PR #6637, opened 2026-04-04
Add RVV implementation for exp

ihb2032:
Add exp operator implementation using RVV intrinsics.


nihui (changes requested):
Legacy layers from the Caffe era, whether in PyTorch or ONNX, will no longer convert to ncnn's Exp and Log, but instead use UnaryOp. However, since you've already optimized them, I believe necessary unit tests are essential. You need to add code like `test_exp` and `test_log` to your tests; you can refer to other test implementations for examples.

src/layer/riscv/exp_riscv.cpp
```diff
@@ -0,0 +1,96 @@
...
+    }
+
+    #pragma omp parallel for num_threads(opt.num_threads)
+    for (int q = 0; q < channels; q++)
+    {
+        float* ptr = bottom_top_blob.channel(q);
+
+        for (int i = 0; i < size; i++)
+        {
+            ptr[i] = powf(base, shift + ptr[i] * scale);
```
nihui, line 104: There is `pow_ps` utility.
It also applies to zvfh.

nihui (changes requested):

nihui (approved):
LGTM

nihui:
__________________________________________________
Task directions
Would you write out the whole listing word for word?

Your response
PR #6637, opened 2026-04-04
Add RVV implementation for exp

ihb2032:
Add exp operator implementation using RVV intrinsics.


nihui (changes requested):
Legacy layers from the Caffe era, whether in PyTorch or ONNX, will no longer convert to ncnn's Exp and Log, but instead use UnaryOp. However, since you've already optimized them, I believe necessary unit tests are essential. You need to add code like `test_exp` and `test_log` to your tests; you can refer to other test implementations for examples.

src/layer/riscv/exp_riscv.cpp
```diff
@@ -0,0 +1,96 @@
...
+    }
+
+    #pragma omp parallel for num_threads(opt.num_threads)
+    for (int q = 0; q < channels; q++)
+    {
+        float* ptr = bottom_top_blob.channel(q);
+
+        for (int i = 0; i < size; i++)
+        {
+            ptr[i] = powf(base, shift + ptr[i] * scale);
```
nihui, line 104: There is `pow_ps` utility.
It also applies to zvfh.

nihui (changes requested):

nihui (approved):
LGTM

nihui:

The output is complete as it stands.